この最も効率がよく、最も安いゴルフの動力性能は、決して低くない。ピークパワーはそれなりだが、全体的には過不足なくよく走る。たいていの人にとって、加速力を除けば、不満に感じる部分はないはずだ。パワーに特段見るべきものがない分、ボディー剛性の高さや足まわりのセッティングの適切さが目立ち、非常に快適な乗り心地を味わえる。何をしても怖くない。
激しい競争の結果、最近のクルマはその必要もないのに速すぎるところがあるが、ゴルフ・ブルーモーションは、なんというか、速すぎず心地良い。
自信をもって薦められる
いやもう、ゴルフに弱点は見当たらない。強いて言えば、スポーツ競技のゴルフのほうがすごすぎて、ググった時に検索結果が上のほうに出てこないことくらいだろう。「真面目すぎる」とか「華がない」という声もたまに聞くが、そもそもフォルクスワーゲンはゴルフに華やかさなんか盛り込もうとしていない。街にあふれてもくどくない姿というのを考えている。
初代からずっと抑制的でパッケージングを突き詰めたカタチを貫くことで、“ゴルフにしておけば間違いない”という、華やかさなんかよりよっぽど価値のある信用を得ている。

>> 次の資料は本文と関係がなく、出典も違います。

PR #347, opened 2024-01-30
Refactor random strategy

jduerholt:
This PR refactors the random strategy: instead of using either polytope sampling or rejection sampling, it uses now a combination of both which allows for the handling of more constraint types by the random strategy. 

Docstrings will be also updated.


bofire/strategies/random.py
```diff
@@ -21,25 +23,52 @@ def __init__(
...
-                errors.append(err)
-        if self.sampler is None:
-            raise Exception(errors)
+        self.num_base_samples = data_model.num_base_samples
+        self.max_iters = data_model.max_iters
+        self.fallback_sampling_method = data_model.fallback_sampling_method
+        self.n_burnin = data_model.n_burnin
+        self.n_thinning = data_model.n_thinning
+
+    def _get_feasible_domain_for_polytope_sampler(self) -> Domain:
```
bertiqwerty, line 32: Make this a free function with `domain: Domain` as input parameter for better encapsulation. It does not need access to all of `self`.

bofire/data_models/strategies/api.py
```diff
@@ -2,6 +2,7 @@
 
 from bofire.data_models.strategies.doe import DoEStrategy
 from bofire.data_models.strategies.factorial import FactorialStrategy
+from bofire.data_models.strategies.polytope import PolytopeSampler
```
bertiqwerty, line 5: Since there are now also strategies that are called `Sampler` the naming becomes somewhat inconsistent, no? `RandomStrategy` is also just a sampling.

bertiqwerty (approved):
Thanks Johannes. I left 2 comments. Please have a quick look and merge as you like.

bofire/data_models/strategies/api.py
jduerholt: Fully agree, but I do not have a proper solution, how would you do the naming?

bertiqwerty: Hmm... The easiest would be that all are strategies. Which they are. With Samplers we probably mean not-predictive, right? Then we would call DoE a sampler and Random also a sampler. Depends on what sampler actually means.

bofire/strategies/random.py
jduerholt: Done.

bofire/data_models/strategies/api.py
jduerholt: Yep, it means non-predictive. And something like `PolytopeStrategy` sounds weird ..., I think I will merge this PR first and we create an issue to solve this naming problem, ok? Or perhaps just schedule a meeting ...

PR #348, opened 2024-02-05
Multilinear constraint

jduerholt:
This PR implements multilinear constraints of the form `sign * x1**e1 * x2**e2 * ... * xn**en <= rhs`. In addition, it simplifies the composition of equality and inequality constraints by introducing two helper classes. Furthermore a `types.py` is introduced.

### DIFF
--- a/bofire/data_models/constraints/linear.py
+++ b/bofire/data_models/constraints/linear.py
@@ -1,14 +1,15 @@
-from typing import List, Literal, Tuple
+from typing import Annotated, List, Literal, Tuple
 
 import numpy as np
 import pandas as pd
-from pydantic import field_validator, model_validator
+from pydantic import Field, model_validator
 
 from bofire.data_models.constraints.constraint import (
-    Coefficients,
-    FeatureKeys,
+    EqalityConstraint,
+    InequalityConstraint,
     IntrapointConstraint,
 )
+from bofire.data_models.types import FeatureKeys
 
 
 class LinearConstraint(IntrapointConstraint):
@@ -23,16 +24,8 @@ class LinearConstraint(IntrapointConstraint):
     type: Literal["LinearConstraint"] = "LinearConstraint"
 
     features: FeatureKeys
-    coefficients: Coefficients
+    coefficients: Annotated[List[float], Field(min_length=2)]
     rhs: float
-
-    @field_validator("features")
-    @classmethod
-    def validate_features_unique(cls, features):
-        """Validate that feature keys are unique."""
-        if len(features) != len(set(features)):
-            raise ValueError("features must be unique")
-        return features
 
     @model_validator(mode="after")
     def validate_list_lengths(self):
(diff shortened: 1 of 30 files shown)


bofire/data_models/constraints/multilinear.py
```diff
@@ -0,0 +1,106 @@
...
+
+
+class MultiLinearConstraint(IntrapointConstraint):
+    """
+    Represents a multi-linear constraint of the form `sign * x1**e1 * x2**e2 * ... * xn**en`.
+
+    Attributes:
+        type (str): The type of the constraint.
+        features (FeatureKeys): The keys of the features used in the constraint.
+        exponents (List[float]): The exponents corresponding to each feature.
```
bertiqwerty, line 22: Exponents are of type float but I guess you assume to only receive integers because otherwise it wouldn't be multi-linear anymore, right? Can you do `List[int]` as type hint? Or document it at least somehow?

bofire/data_models/domain/domain.py
```diff
@@ -150,11 +151,12 @@ def validate_constraints(self):
...
         keys = self.inputs.get_keys()
-        for c in self.constraints:
-            if isinstance(c, LinearConstraint) or isinstance(c, NChooseKConstraint):
-                for f in c.features:
-                    if f not in keys:
-                        raise ValueError(f"feature {f} in constraint unknown ({keys})")
+        for c in self.constraints.get(
+            [LinearConstraint, NChooseKConstraint, MultiLinearConstraint]
+        ):
+            for f in c.features:  # type: ignore
```
bertiqwerty, line 157: Why do you need to ignore this type while you didn't need to before?

bertiqwerty (approved):
Thanks Johannes! Have a look at the comments, please, and merge as you like.

bofire/data_models/constraints/multilinear.py
jduerholt: Hmm, it also works with floats, so I would like to keep it as `List[float]`, do you have a better name for it?

bertiqwerty: Hmmm... it's a polynomial with real exponants, right? I just had a look. There seems to be a name for that but I have not heard it before.
https://en.wikipedia.org/wiki/Posynomial

jduerholt: Yep, only product, for me it is somehow a generalized multilinear one ..., so is this a problem for you to keep it?

bertiqwerty: Giving it another thought, I would simply call it the `ProductConstraint`. I think, multi-linear means it is linear in each variable which this is something different.

jduerholt: Done.

bofire/data_models/constraints/linear.py
```diff
@@ -79,36 +65,13 @@ class LinearEqualityConstraint(LinearConstraint):
 
     type: Literal["LinearEqualityConstraint"] = "LinearEqualityConstraint"
 
-    # def is_fulfilled(self, experiments: pd.DataFrame, complete: bool) -> bool:
-    #     """Check if the linear equality constraint is fulfilled for all the rows of the provided dataframe.
-
-    #     Args:
-    #         df_data (pd.DataFrame): Dataframe to evaluate constraint on.
+    # def is_fulfilled(self, experiments: pd.DataFrame, tol: float = 1e-6) -> pd.Series:
```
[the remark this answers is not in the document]
jduerholt: Good catch!

bofire/data_models/domain/domain.py
jduerholt: It is needed here, because there are constraint types which do not have a features attribute.

PR #352, opened 2024-02-10
Refactor Random Strategy II

jduerholt:
In this PR the `PolytopeSampler` Strategy is removed and completely integrated into the RandomStrategy, furthermore `UniversalConstraintSampler` is renamed into `SpaceFillingStrategy` as discussed on Friday.


jduerholt:
@dlinzner-bcs @Osburg `test_n_zero_eigvals_constrained` is failing for `fully-quadratic` and I have no idea why. The sampling preserves the equality constraint and still it is failing but only for `fully-quadratic`. Any idea why?

jduerholt:
I investigated this a bit more, but I have no idea what is going on here :D

Osburg:
Hi @jduerholt, 
I think the problem lies in the sampling itself. In `RandomStrategy._sample_from_polytope()` we call `sample()` for each categorical feature with the same seed.
```
        for feat in domain.get_features([CategoricalInput, DiscreteInput]):
            samples[feat.key] = feat.sample(n, seed=seed)  # type: ignore
```
I think we should not do this since it creates regular patterns in the drawn values between the features.
In order to fix the test, incrementing the seed by one in each loop iteration does the trick for me (and should still lead to reproducable behavior). 
```
        for feat in domain.get_features([CategoricalInput, DiscreteInput]):
            seed += 1
            samples[feat.key] = feat.sample(n, seed=seed)  # type: ignore
```
I guess similar (possibly undetected) issues may occur in other places where sampling methods are called multiple times with the same seed.

jduerholt:
@Osburg, thank you very much for the catch! I overlooked it when refactoring the random strategy!

jduerholt:
@bertiqwerty: it is fixed now and ready for review!

bertiqwerty (approved):
Thanks, Johannes.

PR #353, opened 2024-02-21
Initial attempt to incorporate MultiTask GPs

jpfolch:
Initial attempt to incorporate MultiTask GPs, with long term plan of incorporating the multi-fidelity algorithm as described in [here](https://www.sciencedirect.com/science/article/pii/S0098135423000637). 

# Current issues:

- When predicting the posterior, BoFire by default returns the posterior mean and a co-variance which included the observation noise (see this [line](https://github.com/experimental-design/bofire/blob/7d6af939948d7bf30fd0d5327acc02bdfbaf86e7/bofire/surrogates/botorch.py#L26) where `observation_noise = True`). However, BoTorch's `MultiTaskGP` does not support adding observation noise yet and returns `NotImplementedError: Specifying observation noise is not yet supported by MultiTaskGP.` (a) A work-around would be to redefine the `MultiTaskGPSurrogate` to have it set to `False`, however this would lead to inconsistencies in model usage within BoFire. (b) Maybe a new flag can be incorporated into BoFire to include the option of predicting observation noise. (c) For MultiTaskGPs I could implement the new posterior myself, by adding the observation noise to the posterior covariances manually; and then simplify the code once BoTorch starts supporting observation noise.

- I am unable to use the dump functionality, when saving the BoTorch model using `torch.save(self.model, buffer)` I get the error `AttributeError: Can't pickle local object 'IndexKernel.__init__.<locals>.<lambda>'`. Still not sure if this is an issue with my local code, with GPyTorch's Index Kernel, or something else entirely.

- Need some way of specifying which column has the task_id for each observation. Currently done by calling the variable 'fid' (for fidelity, but easily changed). Need to decide whether we specify which column has the task_ids by specific name or with some other method.

- LKJ Prior (a matrix-valued prior on the inter-task correlations) depends on the number of tasks, which is unknown until the model is initialized. Currently I am setting it as a dummy `n_tasks = 1` in the prior and then changing the attribute value when initializing the surrogate, it works but perhaps there is a better way of going about it. 

# Future work:

- Need to incorporate a likelihood with heteroskedastic noise that allows for different noise levels in each task.

- Once MultiTaskGPs are working, implement a multi-fidelity strategy for querying.


jduerholt (changes requested):
Hi @jpfolch,

thank you very much for your PR. MultiTask and MultiFidelityGPs are something which I wanted to have in `BoFire` for already a long time, but never find time for!

For the start I am focusing on your point three (how to encode the task info), as I have already an idea for this ;)

My proposal is to introduce a new input feature called `TaskInput`. This `TaskInput` should inherit from the `CategoricalInput` feature and should have an additional attribute called `fidelities` of type `List[int]` in which one can assign different fidelity levels to the individual tasks/categories. I would add a validator that checks that one always has a step size of 1 between different fidelities and that it starts with zero. 

For example, having a `TaskInput` with three different tasks/categories named `process_1`, `process_2` and `process_3` the following fidelities would be valid:

- `[0,0,0]`: all have the same fidelity level
- `[0,0,1]`: `process_3` has the highest fidelity

Via the `allowed` attribute of the `TaskInput` one can then define which tasks can be proposed by the optimizer. As the `TaskInput` would be a subclass of the `CategoricalInput`, one has to setup the encoding for the GP properly. Currently, `CategoricalInput`s are alway One Hot encoded, either one gives the option for ordinal encoding for `TaskInputs`s or one does still the OneHot encoding and uses `OneHotToNumeric` input transform for the `TaskInput` as here: https://github.com/experimental-design/bofire/blob/main/bofire/surrogates/mixed_single_task_gp.py which would be from my perspective the most elegant way, but let me know what you think ;)

In addtion, we should add a validator for the `Inputs` object to forbid more than one `TaskInput`.

What do you think? I will answer your other points over the weekend (hopefully).

Best,

Johannes

tutorials/multi_task_gp_testing.py
```diff
@@ -0,0 +1,51 @@
+import json
+
+from pydantic import parse_obj_as
```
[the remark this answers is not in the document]
jpfolch: Yes, the plan is to remove it completely. It just there for now since it reproduces the errors I wrote about.

jduerholt:
> And I really like the `TaskInput` solution. I'll get started on it and push the changes.

Great, I will think in the meantime about the other open questions.

bofire/data_models/features/tasks.py
```diff
@@ -0,0 +1,32 @@
+from typing import List, Literal
+
+import numpy as np
+from pydantic import model_validator, validator
+
+from bofire.data_models.features.api import DiscreteInput
+
+
+class TaskInput(DiscreteInput):
```
jduerholt, line 9: Short question: why are you basing it on the `DiscreteInput` and not on the `CategoricalInput`? I would prefer the `CategoricalInput`, as it is more expressive and the Task is somehow more a categorical quantity than a discrete one, as the `DiscreteInput` always asumes an ordinal ordering of its values.

bofire/data_models/features/tasks.py
```diff
@@ -0,0 +1,32 @@
...
+    type: Literal["TaskInput"] = "TaskInput"
+    n_tasks: int
```
jduerholt, line 11: `n_tasks` is not necessary if you base it on the CategoricalInput as it would be just the number of categories.

bofire/data_models/features/tasks.py
jpfolch: I thought about it and here is my logic:

(a) The task themselves do not have any ordering

(b) But the GP expects an ordering of the tasks corresponding to the location of each specific task in the IndexKernel function, i.e. inputs to kernel are `k((x', i), (x, j)) ` so the task input values should always correspond to values `i, j in [0, ..., n_tasks - 1]`. 

This means that all we need to do to initialize the object InputTasks is to select the number of tasks. I am happy to change this though, and we can just encode the Categorical variables before feeding it to the GP.

jpfolch:
I've now got an implementation of `TaskInputs` inheriting from `CategoricalVariable` and it seems to be working fine when it comes to training the model and fitting. A few issues remain:

1. Using `OneHotToNumeric` has to be done outside `BoTorch`'s model since the first line of calling the posterior on `MultiTaskGPytorchModel` is `includes_task_feature = X.shape[-1] == self.num_non_task_features + 1` to check if the task features are included in the X (i.e. fully expecting the task_id to be a singular values in a column). It does not apply the input transform until after this, so under one-hot-encoding the check fails and the model returns predictions for all tasks for all inputs. Two ways of fixing this (a) try to fix within BoTorch and see if they accept the changes, or (b) change the transform within BoFire, or (c) using transform before calling `posterior` and before setting the `training_data` (current code is doing this).

2. I am running into issues with pydantic and serialization. When running `surrogate_data.model_dump_json()` I get the following warning: `Expected Union[definition-ref, definition-ref, definition-ref, definition-ref, definition-ref, definition-ref, definition-ref, definition-ref] but got TaskInput - serialized value may not be as expected`. I think this is the causing the following problem where `parse_obj_as(MultiTaskGPSurrogate, json.loads(jspec))` fails to run as it fails verification by giving the wrong arguments to the wrong classes. Any help on how to fix this would be appreciated.

bofire/data_models/features/tasks.py
jpfolch: It is now using `CategoricalInput` as a base

jduerholt:
Hi @jpfolch,

as already discussed, you can find a proper implementation for the `TaskInput` feature here https://github.com/experimental-design/bofire/pull/360 which should be merged soon. Just use this one.

Regarding your point with the one-hot input transform: I did not know this and this is a pity. Including it into botorch will need some time (as I know from experience), but your solution will not work with an optimizer as the optimizer will just call `posterior`. For this reason, we have to use an `OrdinalEncoding` for the categorical `TaskInput`. 

This is implemented here: https://github.com/experimental-design/bofire/blob/4790d637016f4e482ae8bafa6cb711b66e26b99e/bofire/data_models/features/categorical.py#L245

The actual encoding taken into account by the model is based on the attribute `input_preprocessing_specs` which is validated/generated here: https://github.com/experimental-design/bofire/blob/ccb0bc2998f35ede3118b490e0ce387244898305/bofire/data_models/surrogates/surrogate.py#L21

For the MultiTaskGP we then have to overwrite it in a way that we assign `CategoricalEncodingEnum.ORDINAL` for the task feature. If you do this, you should already be able to use the model. For using it in optimization, we then also have to so some adustments. But this will not be a problem.

So, I would recomment to merge main in and change the model to ORDINAL Encoding for the task feature. Note that in standard models, it should still use ONEHOT. You will also need to adjust the input scaler to ignore the task feature, so that it stays as integer.

Best,

Johannes

jpfolch:
Perfect, thanks! I will get started on fixing the encoding for TaskInputs. 

Regarding not being able to pickle Index kernels, @TobyBoyne found the bug within GPyTorch and submitted a [PR](https://github.com/cornellius-gp/gpytorch/pull/2482/commits/721f906fff63625f7fda4c5954f8bdb4e20e3745) which has been approved, so it should be fixed eventually, but we will need a temporary fix for the next few months at least.

TobyBoyne:
Hey, while you're waiting for the patch to hit GPyTorch, you can fix this in BoFire by manually registering the prior. I've demonstrated this in https://github.com/TobyBoyne/bofire/commit/f9df6b096867294ca297f7035dda4f68b58efcac , just copy this change over to your code and you will be able to pickle the kernel :)

jduerholt:
Hey @jpfolch,

I was curious to know what the botorch guys think about changing the order of operations regarding the input transforms in the `posterior` call so I created this issue: https://github.com/pytorch/botorch/issues/2232

Let's see ;)

Best,

Johannes

jpfolch:
Latest commit added the missing validations for the model, and added testing. Overall the multi-task model seems to work now. Only problem I am running into is that the test `test_MultiTaskGPModel` will fail randomly (this is independent of the test parameters). In particular, the problem happens when calling `fit_gpytoch_mll` and the error thrown is `RunTimeError: Must provide inverse transform to be able to sample from prior`, I will try to investigate further in the next few days.

jduerholt:
> Only problem I am running into is that the test `test_MultiTaskGPModel` will fail randomly (this is independent of the test parameters). In particular, the problem happens when calling `fit_gpytoch_mll` and the error thrown is `RunTimeError: Must provide inverse transform to be able to sample from prior`, I will try to investigate further in the next few days.

I have not yet looked at your additions, but do you think this is a bofire or a botorch problem?

jduerholt:
Hi @jpfolch, 

this looks good overall. I will do a more thorough review as soon as you request it and you know more about the issue with the fitting. To test serialization and desirilization for the added datamodels (the new gp and the new prior), please add example configs in `tests/bofire/data_models/specs/surrogates.py` and `tests/bofire/data_models/specs/priors.py`. Everything what is registered there will be automatically tested for serialization. With `add_invalid`, you can add invalid specs to test your custom validators.

Best,

Johannes

jpfolch:
Sorry, I haven't been able to work on this due to other commitments, but I should have more time now. Regarding the `fit_gpytroch_mll` problem. I am still unsure what is causing it, but I think it could be a `gpytorch` problem based on the following two issues: https://github.com/pytorch/botorch/issues/1323 and https://github.com/pytorch/botorch/issues/1860.

The best solution I have come up with, is to drop the LKJ prior all together until the issue is fixed, and use MultiTaskGPs without a prior on the task covariances.

jpfolch:
Latest commit adds the example configs to `tests/bofire/data_models/specs/surrogates.py` and `tests/bofire/data_models/specs/priors.py`. I have left the LKJ prior in the code, but currently it cannot be used: when used it defaults to `None` and throws a warning, let me know if this functionality is okay or should be changed.

bofire/benchmarks/single.py
```diff
@@ -381,6 +382,84 @@ def get_optima(self) -> pd.DataFrame:
         )
 
 
+class MultiTaskHimmelblau(Benchmark):
```
jduerholt, line 385: Can you provide tests for this class?

bofire/data_models/features/tasks.py
jduerholt, line 1: This whole file can be removed, or? Since the actual used `TaskInput` is already implemented in `task.py`. So this is outdated, or?

bofire/priors/mapper.py
```diff
@@ -13,9 +13,16 @@ def map_GammaPrior(data_model: data_models.GammaPrior) -> gpytorch.priors.GammaP
     )
 
 
+def map_LKJPrior(data_model: data_models.LKJPrior) -> gpytorch.priors.LKJPrior:
```
jduerholt, line 16: Can you add a test for this function to make sure that the map works correctly?

bofire/data_models/surrogates/multi_task_gp.py
```diff
@@ -0,0 +1,146 @@
...
+        Args:
+            my_type: continuous or categorical output
+        Returns:
+            bool: True if the output type is valid for the surrogate chosen, False otherwise
+        """
+        return isinstance(my_type, type(ContinuousOutput))
+
+    @field_validator("inputs", mode="before")
+    @classmethod
+    def validate_task_inputs(cls, v, info):
```
jduerholt, line 111:
```suggestion
    def validate_task_inputs(cls, inputs: Inputs):
```

bofire/data_models/surrogates/multi_task_gp.py
```diff
@@ -0,0 +1,146 @@
...
+        if isinstance(v, dict):
```
jduerholt, line 112: You should be able to just do:
```python
if len(inputs.get(TaskInput)) != 1:
    raise ValueError("Exactly one `TaskInput` needed for `MultiTaskGPSurrogate`.")
return inputs
```

tests/bofire/data_models/specs/surrogates.py
```diff
@@ -394,3 +396,36 @@
         "hyperconfig": None,
     },
 )
+
+specs.add_valid(
```
jduerholt, line 400: Can you also add tests via `add_invalid` in which your custom validators for the `MultiTaskGPSurrogate` complain?

bofire/surrogates/multi_task_gp.py
```diff
@@ -0,0 +1,105 @@
...
+        transformed_X = self.inputs.transform(X, self.input_preprocessing_specs)
+
+        tX, tY = torch.from_numpy(transformed_X.values).to(**tkwargs), torch.from_numpy(
+            Y.values
+        ).to(**tkwargs)
+
+        self.model = botorch.models.MultiTaskGP(  # type: ignore
+            train_X=tX,
+            train_Y=tY,
+            task_feature=X.columns.get_loc(
```
jduerholt, line 62:
```suggestion
            task_feature=transformed_X.columns.get_loc(
```

I think we have to take it from here in case of possible transformations with respect to onehots for categorical ones etc.

tests/bofire/surrogates/test_gps.py
```diff
@@ -321,6 +361,45 @@ def test_MixedSingleTaskGPHyperconfig():
         )
 
 
+def test_MultiTask_input_preprocessing():
+    # test that if wrong encoding is used, there is an error
```
jduerholt, line 365: you can move this tests for the errors into the specs firectoy via `add_invalid`

tests/bofire/surrogates/test_gps.py
```diff
@@ -321,6 +361,45 @@ def test_MixedSingleTaskGPHyperconfig():
...
+    )
+    outputs = Outputs(features=[ContinuousOutput(key="y")])
+    with pytest.raises(ValueError):
+        data_model = MultiTaskGPSurrogate(
+            inputs=inputs,
+            outputs=outputs,
+            input_preprocessing_specs={"task_id": CategoricalEncodingEnum.ONE_HOT},
+        )
+
+    # test that if there is no task input, there is an error
```
jduerholt, line 378: this can also go the add_invalid

jduerholt (changes requested):
Hi,

thank you very much, looks overall really good. Only some minor things due to tests and validators. If you have problems with the validators, just tell me, then I try to resolve them. I know they can be tricky ...

As soon as this is landed, we have to implement it to the optimizer ;)

Best,

Johannes

bofire/data_models/features/tasks.py
jpfolch: Yes, that's correct. I'll delete in the next push.

bofire/data_models/features/tasks.py
```diff
@@ -0,0 +1,54 @@
...
+
+    @model_validator(mode="before")
+    def validate_values(cls, values):
+        if "n_tasks" in values:
+            values["values"] = list(range(values["n_tasks"]))
+        return values
+
+
+class TaskInput(CategoricalInput):
+    type: Literal["TaskInputCategorical"] = "TaskInput"
```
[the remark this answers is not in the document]
jpfolch: This is in the outdated file, so it will be deleted

bofire/data_models/surrogates/multi_task_gp.py
```diff
@@ -0,0 +1,131 @@
...
+    def is_output_implemented(cls, my_type: Type[AnyOutput]) -> bool:
+        """Abstract method to check output type for surrogate models
+        Args:
+            my_type: continuous or categorical output
+        Returns:
+            bool: True if the output type is valid for the surrogate chosen, False otherwise
+        """
+        return isinstance(my_type, type(ContinuousOutput))
+
+    @field_validator("inputs", mode="before")
```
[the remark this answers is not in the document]
jpfolch: Yeah, just deleted it and everything seemed to run okay. Can't remember why I put mode `before` in the first place.

bofire/priors/mapper.py
jpfolch: Done.

jpfolch:
I've made all the requested changes. From my part everything is running okay, as far as I can tell.

Some tests are failing locally, at total of fifteen: 4/15 are kernel mapping errors, 8/15 are kernel serialization errors, 2/15 are surrogate specs (specs 4 and 5), and 1/15 is prior serialization (spec2, it says related to `union[GammaPrior, NormalPrior].` . It is unclear if these errors are related to my additions.

jpfolch:
All done, conflicts should be resolved now. I tested, and all tests passed except the EntingStrategy spec, but I don't have entmoot installed which explains it.

jduerholt:
Tests are running through, can you fix the linting errors to?

jpfolch:
I think the linting errors should be fixed now

jduerholt (approved):
Hi @jpfolch,

thank you very much! And sorry for the long process, as I am currently in parental leave, I am not looking every day into github ;)

Next step would be the multifidelity one, or the incorporation into the strategy?

Best,

Johannes

jpfolch:
Hi @jduerholt,

Thank you very much! I've also been slow as I have been away and juggling other things meanwhile. Happy to see it has been merged.

The MultiTaskGP can be used directly to model the fidelities, so I think the next step would be incorporation into the strategy? This is, assuming the strategies are the part of the code where the BO chooses which experiment to do next?

Best,
Jose

jpfolch:
Hi @jduerholt,

Sorry for the delay in reply, I have been busy finishing up work my PhD. I am currently writing up, but I should have some time to work on BoFire. So based on my [previous work](https://www.sciencedirect.com/science/article/pii/S0098135423000637) the way I recommend going about optimizing over `TaskInput` is:

1. We first choose the next point of interest by returning the candidate with the highest acqf value at the _target fidelity_.

2. We then choose which fidelity to evaluate based on one of two criteria:
(a) If the fidelity criterion is strictly ordered, we can simply choose the lowest fidelity until we reduce the uncertainty enough. We would then choose the second lowest fidelity until we reduce uncertainty, and so on... the idea being that we want to use lowest possible fidelity which we believe might still be informative of our target. This criterion is cheap to compute, generally stable, and I found it to work well. However, it does not take cost into account.
(b) A second criterion, which is more general and does take cost into account, is to consider the information gain of each fidelity _on the target fidelity_ per unit cost. This is a more general criteria, however, it can be expensive to compute accurately and numerically unstable. There is a BoTorch implementation of the method though, which is probably well optimized (the single-fidelity method is described in this [tutorial](https://botorch.org/tutorials/max_value_entropy) but there is a multi-fidelity version in the [source code](https://botorch.org/api/_modules/botorch/acquisition/max_value_entropy_search.html)). 

Approach (b) would be equivalent to first optimizing any acquisition function in the target fidelity, and then optimizing the task-input only with the MF-MES acquisition function. The benefit of this is that it gives you more flexibility in the choice acquisition functions and it is computationally cheaper than optimizing MF-MES directly (which is another possible route). 

Let me know which of the two options you would prefer, and I can get started on it.

Best,
Jose

jpfolch:
@bertiqwerty

jduerholt:
Hi @jpfolch,

totally forgot this. I will have a detailed look tomorrow. Sorry. Too much to do :(

Best,

Johannes

jduerholt:
Hi @jpfolch,

soory for the delay, the last weeks were crazy. I am not so much into multifidelity optimization, so I have a few questions:

- I also found these two botorch tutorials: https://github.com/pytorch/botorch/blob/main/tutorials/Multi_objective_multi_fidelity_BO.ipynb and this https://github.com/pytorch/botorch/blob/main/tutorials/multi_fidelity_bo.ipynb. How do them fit in your proposed options?
- Concerning option B: What do you mean with "reducing the uncertainty enough". Which uncertainty? And what is enough?

In general, I am always for starting with the easiest option ;)

Best,

Johannes

PR #363, opened 2024-03-08
separate into actual and meta strategy

bertiqwerty:


jduerholt (approved):
Thank you very much, it was originally duplicated to avoid circular imports. But your implementation solves it!

Perhaps, we should rename the files to `actual_strategy_types.py` and `meta_strategy_types.py` since we also have `types.py`

PR #373, opened 2024-03-13
Hammond -> Hamming and change map_Hamming

R-M-Lee:
I just renamed Hammond to Hamming. But in [bofire/kernels/mapper.py](https://github.com/experimental-design/bofire/compare/372-hamming-distance-instead-of-hammond-distance?expand=1#diff-b1fdeaa29fa739932b6dec7adcd767cee636333674ecc0bfc4ac5a8d7aa47fa1) there is a real change that I wanted to check with you


jduerholt (approved):
Good catch. Thank you!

現行の6代目は「5代目のマイナーチェンジにすぎない」とか「次期型までのつなぎだ」なんて言われ方もしたが、5代目の時点で最高のハッチバックだったんだから、仮にマイナーチェンジだったとしても、多くのクルマとの差が広がっただけだ。
いずれドラスチックな変更を伴う7代目が出てくるんだろうが、もしも明日、7代目にモデルチェンジすることがわかっていても、今日、自信をもって現行の6代目を人に薦められる。だれにでも。似合う洋服と会話のセンスを持ち合わせているというのなら、「あと40万円出して『ジュリエッタ』という手もあるよ」とアドバイスしないこともないが、ほとんどの人にはこっちをオススメする。ってオレ何様?